FAR 21.29 and FAR 23 effective February 1, 1965, as amended by 23-1 through 23-42.

JAR-VLA effective April 26, 1990, through Amendment VLA/92/1 effective January 1, 1992, used as a safety equivalence to FAR 23, as provided by AC 23-11.

FAR 36 dated December 1, 1969, as amended by current amendment as of date of type certification.

For the model listed above, the certification basis also includes all exemptions, if any; equivalent level of safety findings, if any; and the special conditions adopted by this rulemaking action.

The Administrator has determined that the applicable airworthiness regulations (i.e., part 23 as amended) do not contain adequate or appropriate safety standards for the AMSAFE, Inc. inflatable restraint as installed on Zenair model CH2000 because of a novel or unusual design feature. Therefore, special conditions are prescribed under the provisions of § 21.16.

Special conditions, as appropriate, as defined in § 11.19, are issued in accordance with § 11.38, and become part of the type certification basis in accordance with § 21.101.

Special conditions are initially applicable to the model for which they are issued. Should the applicant apply for a supplemental type certificate to modify any other model included on the same type certificate to incorporate the same novel or unusual design feature, the special conditions would also apply to that model under the provisions of § 21.101.

Novel or Unusual Design Features

The Zenair model CH2000 will incorporate the following novel or unusual design feature:

The AMSAFE, Inc. Inflatable Three-Point Self-Adjusting Restraint safety belt with an integrated inflatable airbag device. The purpose of the inflatable airbag seatbelt is to reduce the potential for injury in the event of an accident. In a severe impact, an airbag will deploy from the lapbelt portion of the restraint, in a manner similar to an automotive airbag. The airbag will deploy between the head of the occupant and the airplane's yoke and instrument panel. This will, therefore, provide some protection to the head of the occupant. The restraint will rely on sensors to electronically activate the inflator for deployment.

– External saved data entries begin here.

PR #1017, opened 2026-08-24
Anchor streaming IME compositions to the input line found by content

### LINKED ISSUE #1016: Streaming IME anchor needs a content signal: find the agent's input line in the buffer
### Where this comes from

#951 fixed IME candidate-window anchoring for an idle pane, and PR #953 added the quiet-caret snapshot so compositions during agent streaming defer to the last cell the cursor held through an output-quiet span. The 2026-08-23 field round (PR #953, final report) proved that machinery has hit the ceiling of what any cursor-derived rule can do:

- While Claude Code streams, its cursor rides the repaint and rests at the **end of painted content** between bursts. It is never placed on the input caret during the stream (upstream: anthropics/claude-code#25186 — Ink's `useCursor` exists, Claude Code has not shipped it).
- "End of painted content" can be **any column**. The field log shows quiet-span snapshots at column 137 of a 139-column pane and at column 53 mid-line. The last-column refusal shipped in #953 only catches the full-width special case (the earlier 128-column log parked exactly on column 127, which is why it looked like "the last column" for three rounds).
- Consequence: during a sustained stream, the snapshot is routinely a park, and `src=caret` faithfully anchors the candidate window to it. Dwell, quiet spans, and column checks all read the cursor; when the true caret is a cell the cursor never visits, no combination of them can find it.

Field evidence: PR #953 comments of 2026-08-23 (two videos + `main-2026-08-23.log`, `ime-anchor4` records `sel=(137,36) src=caret` / `sel=(53,39) src=caret` with the live cursor mid-line).

### The fix this issue tracks

A different signal class: **read the agent's input line out of the buffer** instead of inferring it from cursor behavior.

- At `compositionstart` (user-paced, so cost is irrelevant), scan the viewport bottom-up for the recognized agent's input-line marker — for Claude Code, the `│ > ` box row (top border `╭─`, prompt row, bottom border `╰─`).
- Anchor the composition to the caret position on that row (prompt offset + typed length, or simply the prompt column as a floor).
- **Gate per known agent.** wmux already recognizes which agent runs in a pane; the marker scan runs only for agents whose input-line shape we know. Unrecognized panes keep the #953 behavior.
- Marker matching must tolerate version drift in the agent's chrome (box width, margins, locale) and must not fire on streamed content that happens to contain the marker glyphs (e.g. an agent printing its own UI in a code block) — bottom-up scan plus box-frame adjacency covers the common cases; the diagnostic should record when the scan matched and where.

### Non-goals

- No more cursor heuristics. Three generations of them lost to the untouched baseline (see the `imeAnchor.ts` header for the full account), and the fourth (#953's refusal) reduced but could not remove the miss.
- Not conditional on upstream: if Claude Code ships caret parking upstream, the cursor path starts working on its own (#953's machinery already prefers it) and the marker scan becomes a fallback for agents that never park.

### Definition of done

- Composing Chinese (WeChat IME / Microsoft Pinyin) while Claude Code streams anchors the candidate window to the input box, not to a park; verified by an `ime-anchor` field log showing the marker-scan source selected during streaming.
- Idle behavior unchanged (it is already correct).
- Tests cover: marker found (anchored), marker absent (falls back to #953 selection), marker-like content in streamed output (not matched), agent not recognized (scan skipped).

openwong2kim:
Closes #1016. Refs #951, #953.

### Why

The 2026-08-23 field round on #953 (two videos + `main-2026-08-23.log`) proved the cursor signal is exhausted for the streaming case:

- While Claude Code streams, its cursor rests at the **end of painted content** between bursts and never visits the input caret (upstream: anthropics/claude-code#25186).
- "End of painted content" can be **any column** — the log holds quiet-caret snapshots at column 137 of a 139-column pane and at column 53 mid-line — so the last-column refusal from #953 only catches a painted line that happens to fill the row.
- Consequence: during a sustained stream the snapshot is sometimes the park itself, and `src=caret` faithfully anchors the candidate window to it.

Dwell, quiet spans, and column checks all read the cursor; when the true caret is a cell the cursor never visits, no combination of them can find it.

### What

A second signal class for the streaming anchor: **read the input line out of the buffer by its chrome.**

- At `compositionstart` (user-paced — a full-viewport scan is free), when the pane's agent is recognized as Claude Code **and output is flowing**, the viewport is scanned bottom-up for the input box (`╭─` border with a `│ > ` prompt row directly beneath). The composition anchors to the prompt row at the input's start column (`src=marker`), outranking both the snapshot and every dwell source.
- **The idle pane stays cursor-driven on purpose.** It is field-verified correct, and every generation that touched it lost to the untouched baseline (see the `imeAnchor.ts` header's account). The scan does not run while output is quiet.
- Gated per agent via the pane's `surfaceAgent` slug; unrecognized agents, a scan that finds nothing, and callers without a buffer line reader all keep the #953 behavior unchanged.
- Bottom-up scan plus box-frame adjacency keeps quoted chrome in the transcript (an agent printing its own UI) from matching; the bottom-most real box wins.
- A marker-sourced composition pins the inline preedit with the textarea, same as caret-sourced ones, so the two IME surfaces cannot tear apart (#951 field report).
- Diagnostic tag bumps `ime-anchor4` → `ime-anchor5`; `src=marker` records make a field log self-identifying.

### Tests

15 new tests: the scanner (prompt row found; indented box column math; bottom-most match beats quoted chrome; bare prompt line without the border refused; wrapped multi-line input; unreadable/markerless screens), the selection (marker outranks a park snapshot — the exact 137-of-139 field shape; covers a stream that never produced a snapshot; idle ignores the marker; marker without a viewport ignored), and the wiring (recognized agent anchors to the marker and pins the preedit; unrecognized agent never scans; empty scan falls back to `src=caret`; idle composition never scans). Full imeAnchor suite: 76/76.

### Verification

CJK IMEs cannot be reproduced on the dev boxes — the `ime-anchor5` log is the field discriminator, as it has been for every round of #951/#953. The testable half of #1016's definition of done is covered by the suite above; the field half stays open for any future report.

## Summary by CodeRabbit

- **Bug Fixes**
  - Improved Chinese IME candidate-window positioning while Claude Code is actively streaming.
  - Input composition now stays anchored to the correct prompt line, including wrapped or indented input.
  - Preserved existing cursor-based positioning when the terminal is idle or no valid prompt is detected.
  - Added safeguards for unreadable terminal content and unsupported environments.
  - Improved positioning reliability when terminal content changes during streaming.

### DIFF
--- a/changelog.d/1017.md
+++ b/changelog.d/1017.md
@@ -1,0 +1,12 @@
+### Fixed
+
+- **Chinese IME candidate window now anchors to Claude Code's input box
+  while output streams.** The quiet-caret snapshot shipped for #951 could
+  itself capture the streaming cursor's parking spot (the end of whatever
+  the last frame painted — any column), because Claude Code never parks its
+  cursor on the input caret mid-stream. Compositions started during
+  streaming now find the input line by content — the `│ > ` prompt row
+  under its box border — and anchor there, outranking every cursor-derived
+  source. Idle panes keep the field-verified cursor behavior unchanged, and
+  the IME diagnostic (`ime-anchor4` → `ime-anchor5`) records when the
+  content scan was used. (#1016)
--- a/src/renderer/hooks/useTerminal.ts
+++ b/src/renderer/hooks/useTerminal.ts
@@ -1172,22 +1172,31 @@ export function useTerminal(containerRef: React.RefObject<HTMLDivElement | null>
     // field.
     const imeAnchorLogsLeft = { start: 20, mid: 20 };
     const imeAnchor = attachImeAnchor(terminal, {
+      // #1016: gates the input-line content scan to agents whose chrome the
+      // scanner understands. Read per composition, so it tracks the pane's
+      // live agent identity without a re-attach.
+      getAgentSlug: () => {
+        const id = ptyIdRef.current;
+        return id ? useStore.getState().surfaceAgent[id]?.slug : undefined;
+      },
       onCompositionDiagnostic: ({ phase, baseY, viewportY, cursorY, cursorX, cellHeight, dx, dy, preeditDx, preeditDy, src, held, restAge, outputGap, caretAge, edge, selY, selX }) => {
         const budget = phase === 'start' ? 'start' : 'mid';
         if (imeAnchorLogsLeft[budget] <= 0) return;
         imeAnchorLogsLeft[budget] -= 1;
         // Mirrored into the main-side log file by src/main/index.ts's
-        // console-message listener, so the user can share it. The "4" in the
-        // tag marks the quiet-caret build (#951) so a shared log is
+        // console-message listener, so the user can share it. The "5" in the
+        // tag marks the input-line marker build (#1016) so a shared log is
         // unambiguous about which release produced it. src/held/restAge/sel
         // are the cause-3 discriminator: src=resting means the composition
         // started mid-repaint and the anchor used the last resting cell;
         // src=caret with gap= is the #951 discriminator: output was still
         // flowing, so the anchor used the quiet-caret snapshot instead of
-        // any buffer cursor. pin= is the textarea correction, preedit= the
-        // live composition-view correction.
+        // any buffer cursor; src=marker means the agent's input line was
+        // found by content (#1016) and outranked them both. pin= is the
+        // textarea correction, preedit= the live composition-view
+        // correction.
         console.info(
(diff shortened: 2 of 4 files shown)


openwong2kim:
Implements #1016: while output streams, compositions scan the viewport bottom-up for the Claude Code `│ >` prompt row and anchor there (`src=marker`), outranking the quiet-caret snapshot. Touches `imeAnchor.ts` selection and `useTerminal.ts` wiring; the main risk is a false marker match, mitigated by the agent gate and fallback to #953 behavior. P2 — direct fix for the streaming IME anchor bug.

Title 14 of the Code of Federal Regulations, parts 21 and 23, states performance criteria for seats and restraints in an objective manner. However, none of these criteria are adequate to address the specific issues raised concerning inflatable restraints. Therefore, the FAA has determined that, in addition to the requirements of part 21 and part 23, special conditions are needed to address the installation of this inflatable restraint.

Accordingly, these special conditions are adopted for the Zenair model CH2000 equipped with the AMSAFE, Inc. Three-Point Self-Adjusting Restraint safety belt with an integrated inflatable airbag device. Other conditions may be developed, as needed, based on further FAA review and discussions with the manufacturer and civil aviation authorities.

Discussion of Comments

Notice of proposed special conditions No. 23-03-01-SC for the Zenair model CH2000 equipped with the AMSAFE, Inc. Three-Point Self-Adjusting Restraint safety belt with an integrated airbag device was published on July 17, 2003 (68 FR 42315). One comment was received, regarding the requirement that the lapbelt must deploy and provide protection under the crash conditions specified in § 23.562 (proposed Special Condition No. 1).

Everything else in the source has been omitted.